Carlos León's day job as a Color and Lighting Art Director means that on any given day, through rough sketches, Carlos is thinking deeply about the way in which color can inform story, say something about a character's emotional journey, set an atmosphere, a mood. Color can cue the viewer as to time of day, it can also set the stage for a conflict, for a resolution. It can tell us if someone is home. Which is why, when we got to talking about color, I was kinda surprised by his initial response: "There is a saying that I believe in - color gets all the credit but value does all of the work." And Carlos ought to know - he's been art director on films such as Soul (I remember filming him doing color keys for the Jazz club and NYC street scenes), Elemental, and Turning Red, among others. For Carlos, who is currently passionate about plein air painting, limiting his palette is a discipline that he is delights in. He loves the economy of it. And his go to tone - that rich rusty clay tone - is a nod to the first mark makers of the caves and the elemental nature of pigment.

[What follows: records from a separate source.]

PR #4154, opened 2020-12-23
Set default auth mode to Scope (#4095)

ancaantochi:
cherry-pick #4095
Authentication mode is set as Scope by default. This is a breaking change for leaf devices which are not in scope of edge device. Customer can set the env variable to AuthenticationMode to CloudAndScope if they need to, going forward this option will be deprecated. Will follow up with Emmanuel to have this breaking change documented.


varunpuranik (changes requested):
Let's confirm if this should go to 1.0.10 or 1.1 branch.

PR #4156, opened 2020-12-24
Added #!/bin/bash to certGet.sh (to work in zsh)

vadim-kovalyov:


dmolokanov (approved):
What does it complain about in `zsh'?

PR #4158, opened 2020-12-30
Rust test module checkin

and-rewsmith:
We are adding a rust test module and it would be nice to have a checkin gate for all rust test modules.


and-rewsmith:
We need this yaml to be in master branch before we activate the checkin.

dmolokanov (dismissed):
Overall looks good except the fact we started to add too many required pipelines which will trigger for **any** change in the repo (I'm talking about the `check_run_pipeline` job). I guess we should reconsider the approach

vadim-kovalyov:
> Overall looks good except the fact we started to add too many required pipelines which will trigger for **any** change in the repo (I'm talking about the `check_run_pipeline` job). I guess we should reconsider the approach

@dmolokanov I'm not sure I understand the concern and what is the alternative approach.

builds/checkin/rust-test-modules.yaml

Color can tell us if someone is home...

When I asked Jenna Spurlock about her vivid pink skies - a pushed hyperbole of our Bay Area dusk - she said humbly that she simply loves pink: "nothing intellectual about it, I just love it." But digging a little deeper Jenna talked about her roots, as someone who grew up in Florida, and for whom those bright pastels tether her to the magnificent natural beauty of the sunshine state. So inspired by the color, Jenna has said that at one point she'd decided her artistic project was going to involve painting every pink house she happened upon in San Francisco. She's still working on that project - there is an awful lot of pink homes here - a color that stakes a claim among the foggy grays of the marine layer. One of the things we love about Jenna's pink skies is the way that it evokes magic hour - that slice of the day when people are gathering, cooking dinner, getting cozy in their homes. Nothing says the world is quieting down so much as a bright pink sky - the day's final revolt of color before it dips to indigo. 

 

When Tony and I first met Alyssa Minko she was a vision in bright and earthy tones - a turmeric top and dusty clay red pants. For Alyssa, who speaks so eloquently about a childhood rife with chaos and violence, coming into a love of color was a long process, one that is connected to mental health and community. "I was kind of afraid of color once upon a time. I think being depressed and emo and an angsty child, like, I wear a lot of black. Color scared me." For Alyssa her expression of color, and her use of it in her paintings, was a process that is linked to healing, and to finding her community of artists among her Pixar colleagues. At Pixar Alyssa is a shading technical director, a job that involves imbuing objects - anything from tree bark to a spaceship interior - with color and texture. So she thinks about color a lot. A self-professed sunset-chaser, Alyssa's newly found embracing of color is still new, still evolving It expresses a love of nature and its ability to stop us in our tracks. It connects her to growth, to vibrancy, to positivity. To sunsets and sunrises. Color connects her to a tomorrow. As she so eloquently will say, color and her discovery of it through her art practice is inextricably linked with her daily process of "finding a reason to stay."